─── DATA RECORDS
PR #770, opened 2023-01-17
8287516: Implement fallback Linker

JornVernee:
Implement a [libffi](https://github.com/libffi/libffi) based fallback linker. The fallback linker comes with a native library that can be included in the jdk by configuring with `--enable-fallback-linker`. This requires the libffi library to be available as well (I've tested with version 3.4.2). On the zero VM configuration the fallback linker is enabled by default.

CABI is refactored a bit. It now supports explicitly setting the CABI using the `jdk.internal.foreign.CABI` system property (which is very handy for testing). Instead of falling back to `null` when the platform is not supported, we instead fall back to checking if the fallback library is supported (`FALLBACK`), and if not, default to the new `UNSUPPORTED` enum constant, which is then mapped to an `UnsupportedOperationException` in the Linker::nativeLinker implementation.

Checking whether the a full port of the foreign linker is available is done through the new jdk.internal.vm.ForeignLinkerSupport class. This follows the precedent set by Loom's jdk.internal.vm.ContinuationSupport class. The implementation simply returns `true` on platforms where we have a port.

The system lookup is changed to be selected based on the platform, rather than CABI. This allows selecting the right library implementation when running on a zero VM configuration as well. The split is now just between Windows and non-Windows platforms.

Finally, I had to slightly modify `globalDefinitions_zero.hpp` to conditionally define `FFI_GO_CLOSURES`, since I was getting a redefinition error using GCC. The macro is also defined in `ffitarget.h` which is included by `ffi.h`. The define in globalDefinitions comes from this PR: https://github.com/openjdk/jdk/pull/8195 which indicates that the define is only needed on Mac Os X. So I switched out the guard to check for `__APPLE__` instead. (the check whether it is already defined doesn't really do anything, since `FFI_GO_CLOSURES` is defined by including `ffi.h`).

The Java implementation is found in the `jdk.internal.foreign.abi.fallback` package, and consists of the following classes:
- `FallbackLinker`. The main entry point, an instance of `Linker`. Contains the code for arranging and executing calls.
- `LibFallback`. A thin wrapper around the native `libfallback` library found in the java.base module, which acts as an interface to the libffi library.
- `FFIType`. Contains code for creating native `ffi_type` struct instances from memory layouts.
- The `TypeClass`, `FFIStatus`, and `FFIABI` supporting enums, which should be pretty self-explanatory.

I've ran the `jdk_foreign` tests in the following configurations:
- Windows.
- Linux with the fallback linker lib included, but not used.
- Linux with fallback linker and running with `-Djdk.internal.foreign.CABI=FALLBACK` (this uses the fallback implementation).
- Linux zero VM (uses `FALLBACK` as CABI by default, because we don't have a port for `zero`).

---------
### Progress

### Issue
 * [JDK-8287516](https://bugs.openjdk.org/browse/JDK-8287516): Implement fallback Linker

### Reviewers

### Reviewing

Checkout this PR locally: \
`$ git fetch https://git.openjdk.org/panama-foreign pull/770/head:pull/770` \
`$ git checkout pull/770`

`$ git checkout pull/770` \
`$ git pull https://git.openjdk.org/panama-foreign pull/770/head`

</details>

Checkout this PR locally: \
`$ git pr checkout 770`

`$ git pr show -t 770`

</details>

<a href="https://git.openjdk.org/panama-foreign/pull/770.diff">https://git.openjdk.org/panama-foreign/pull/770.diff</a>

</details>


src/java.base/share/classes/jdk/internal/foreign/abi/fallback/FFIABI.java
```diff
@@ -0,0 +1,39 @@
...
+ * 2 along with this work; if not, write to the Free Software Foundation,
+ * Inc., 51 Franklin St, Fifth Floor, Boston, MA 02110-1301 USA.
+ *
+ * Please contact Oracle, 500 Oracle Parkway, Redwood Shores, CA 94065 USA
+ * or visit www.oracle.com if you need additional information or have any
+ * questions.
+ */
+package jdk.internal.foreign.abi.fallback;
+
+enum FFIABI {
```
JornVernee, line 27: Adding a standalone enum for a single constant might seem a bit overkill right now, but there are many ABIs possible [1], so I expect there to be more constants added in the future (probably at least the stdcall ABI).

Plus, it's a nice bit of civilization compared to passing around `int`.

[1]: https://github.com/libffi/libffi/blob/7611bb4cfe90884b55ad225e0166136a1d2cf22b/src/x86/ffitarget.h#L83

src/java.base/share/classes/jdk/internal/foreign/abi/fallback/TypeClass.java
```diff
@@ -0,0 +1,68 @@
...
+ * or visit www.oracle.com if you need additional information or have any
+ * questions.
+ */
+package jdk.internal.foreign.abi.fallback;
+
+import java.lang.foreign.GroupLayout;
+import java.lang.foreign.MemoryLayout;
+import java.lang.foreign.ValueLayout;
+
+enum TypeClass {
```
mcimadamore, line 31: Is this necessary? The mapping between layouts and FFI types seems pretty 1-1. If we keep this, would it make sense to make it "smarter" by adding the write/read functions in here? (I also understand if you want to keep it as classification token).

src/java.base/share/classes/jdk/internal/foreign/Utils.java
```diff
@@ -202,4 +205,35 @@ public static void checkAllocationSizeAndAlign(long byteSize, long byteAlignment
...
+        boolean isAligned = offset == 0 || offset % align == 0;
+        if (isAligned) {
+            return 0;
+        } else {
+            long gap = offset % align;
+            return align - gap;
+        }
+    }
+
+    public static StructLayout computeStructLayout(MemoryLayout... elements) {
```
mcimadamore, line 219: Not too sure about this - at least this being here. The general spirit of Linker classification is that padding bits are inserted as required by the client. Now, it seems you need this inside the fallback FFI, so that you can create the precise layout of a struct where some of the fields might be platform-dependent - in that case I'd say it would be better to move this function over there?

mcimadamore (approved):
The code looks good and easy to follow - good job!
I'm a bit worried re. testing: given that libffi is not included in a regular JDK build, we don't have ways to test this in our CI, which seems bad (how do we detect regressions?).

src/java.base/share/classes/jdk/internal/foreign/Utils.java
JornVernee: Note that we don't use this on any of the user supplied layouts. This is only used to compute the layout of `ffi_type` in `FFIType`. On 64bit platforms this needs padding, on 32bit platforms it does not.

I can move it into `FFIType` as well, but it seemed like a more general piece of functionality (i.e. maybe we could change the CallGeneratorHelper test class to use this instead)

src/java.base/share/classes/jdk/internal/foreign/abi/fallback/TypeClass.java
JornVernee: Hmm, that's an interesting idea. We can not switch on just the carrier type, so would have to do a linear search in the write/read functions, but making them "smarter", using virtual methods to implement them, solves that.

I'll take another look here.

JornVernee: I've removed the TypeClass class. We now do a linear search over the types in the write/read functions. This could be replaced with a virtual call, but then we'd hit the bimorphic inlining limit of 2.

Eventually, this can be improved by using type switch, but let's go with this simplified version (without TypeClass) for now.

src/java.base/share/classes/jdk/internal/foreign/Utils.java
mcimadamore: Yep - I've seen that. I guess perhaps what I find confusing is the name - e.g. one might thing that MemoryLayout.structLayout should call this, but it doesn't. But I don't have any great suggestions. Perhaps I'd stress the alignment, so maybe "computePaddedStructLayout" would be clearer?

JornVernee:
> The code looks good and easy to follow - good job! I'm a bit worried re. testing: given that libffi is not included in a regular JDK build, we don't have ways to test this in our CI, which seems bad (how do we detect regressions?).

WRT testing, I think we have access to libffi internally, and should be able to request it in our task definition, which would allows running with `-Djdk.internal.foreign.CABI=FALLBACK` in order to test this.

src/java.base/share/classes/jdk/internal/foreign/abi/fallback/FallbackLinker.java
```diff
@@ -170,89 +166,105 @@ private static Object doDowncall(SegmentAllocator returnAllocator, Object[] args
...
-            case FLOAT -> argSeg.set((ValueLayout.OfFloat) layout, 0, (Float) arg);
-            case DOUBLE -> argSeg.set((ValueLayout.OfDouble) layout, 0, (Double) arg);
-            case ADDRESS -> {
-                MemorySegment addrArg = (MemorySegment) arg;
-                acquireCallback.accept(addrArg);
-                argSeg.set((ValueLayout.OfAddress) layout, 0, addrArg);
-            }
-            case SEGMENT -> argSeg.copyFrom((MemorySegment) arg); // by-value struct
-            case VOID -> {}
+        if (layout instanceof ValueLayout.OfBoolean bl) {
```
mcimadamore, line 218: Do you think we lose a lot of performance if we don't switch? E.g. use the underlying var handle (which is stored in the value layout) and access it in an inexact mode?

JornVernee: I considered that, but thought inexact access would be a lot worse in terms of performance since then we lose all inlining, and have to go through `asType` a lot of the time (since we probably won't see the same layout type all the time).

I think what I ended up doing is a nice balance between performance and simplicity, and looks kind of like a 'template' for using type switch in the future.

mcimadamore (approved):

JornVernee:
I've added the bits needed to do CI testing to the patch as well.

@erikj79 Could you maybe take a look? The files of interest are
- [`make/conf/jib-profiles.js`](https://github.com/openjdk/panama-foreign/pull/770/files#diff-378a857f27068ca53bdc8ac8d077fdffa97ca07aa5eea05a530e0df00c61aea8)
- [`make/devkit/createLibffiBundle.sh`](https://github.com/openjdk/panama-foreign/pull/770/files#diff-298e37d9aa09177f30d3432d65b45c55b0066cb2cae07c7ef04e337f5d76cbaf)

For the artifact definition for `linux-x64-zero`, I based on what was done for the gcov artifacts, changing only the name of the profile. Does that look good?

src/java.base/share/classes/jdk/internal/foreign/abi/fallback/FFIType.java
```diff
@@ -0,0 +1,144 @@
...
+        }
+        return Objects.requireNonNull(CARRIER_TO_TYPE.get(((ValueLayout) layout).carrier()));
+    }
+
+    // verify layout against what libffi sets
+    private static void verifyStructType(GroupLayout grpl, List<MemoryLayout> filteredLayouts, MemorySegment structType,
+                                         FFIABI abi) {
+        try (Arena verifyArena = Arena.openConfined()) {
+            MemorySegment offsetsOut = verifyArena.allocate(SIZE_T.byteSize() * filteredLayouts.size());
+            LibFallback.getStructOffsets(structType, offsetsOut, abi);
```
mcimadamore, line 129: Maybe I'm being paranoid, but libFFI has its own way to determine a struct layout given the struct fields, based on what the ABI types are. But the Panama layout API is more expressive than that, and it allows, theoretically, to pass arguments that have stricter or larger alignment constraints - which can end up in more or less padding being inserted (from clients), and in different struct layout sizes.

So, my question is: should we double check that what we get back from libFFI is actually compatible with what we have in the group layout before proceeding?

JornVernee: Yes, that is exactly what this code (`verifyStructType`) is trying to do.

Note that we also already reject layouts that do not have natural alignment [1](https://github.com/openjdk/panama-foreign/blob/foreign-memaccess%2Babi/src/java.base/share/classes/jdk/internal/foreign/abi/AbstractLinker.java#L111) Though, we might want to relax that constraint in the future.

mcimadamore: More specifically, if a struct has extra padding, then I wonder if libFFI could expect a struct size that is smaller than the size of the memory segment passed in by a Panama client (because that segment also has the extra padding). In our usual JDK-driven classification, we would take the struct, extract its field components and place them on registers and/or stack slots. But with libFFI, we just have to provide the struct segment in a buffer, which then libFFI will act upon - if there is a size mismatch there, I think it might have dire consequences?

mcimadamore: Anyway - I appreciate that the code verifies for mismatches. Good job. I was worried about the analysis being too "field-oriented", but you also look at offsets, so any extra padding should result in issues. Well, except maybe a trailing padding field?

src/java.base/share/classes/jdk/internal/foreign/abi/fallback/FFIType.java
```diff
@@ -127,17 +127,18 @@ private static void verifyStructType(GroupLayout grpl, List<MemoryLayout> filter
...
+                    long ffiOffset = (long) VH_SIZE_T_ARRAY.get(offsetsOut, offsetIdx++);
+                    if (ffiOffset != expectedOffset) {
                         throw new IllegalArgumentException("Invalid group layout." +
-                                " Offset of '" + name + "': " + layoutOffset + " != " + ffiOffset);
+                                " Offset of '" + element.name().orElse("<unnamed>")
+                                + "': " + expectedOffset + " != " + ffiOffset);
                     }
-                });
+                }
+                expectedOffset += element.byteSize();
```
mcimadamore, line 141: I think the offset should only be added for structs, not for unions

JornVernee: We can never encounter a union in this code. In libffi they are represented as a single element struct.

JornVernee: Support for unions is not implemented in the fallback linker at the moment [1](https://github.com/openjdk/panama-foreign/pull/770/files#diff-b2d5d47f7117501ef2f8d7c497f0e2d999ac4374ae0a17aacaf12590cb2fc111R116). I wanted to do that as part of: https://bugs.openjdk.org/browse/JDK-8300294 when we have some tests, and there might be issues on other linkers as well that need fixing.

JornVernee: I've changed the parameter type to `StructLayout` to make this more clear.

mcimadamore (approved):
──────
PROMPT:
Only the lines from the first line of the records through the one containing "Implement a [libffi](https://github.com/libffi/libffi)" should be reproduced, exactly, with both of them included.

ANSWER SECTION:
PR #770, opened 2023-01-17
8287516: Implement fallback Linker

JornVernee:
Implement a [libffi](https://github.com/libffi/libffi) based fallback linker. The fallback linker comes with a native library that can be included in the jdk by configuring with `--enable-fallback-linker`. This requires the libffi library to be available as well (I've tested with version 3.4.2). On the zero VM configuration the fallback linker is enabled by default.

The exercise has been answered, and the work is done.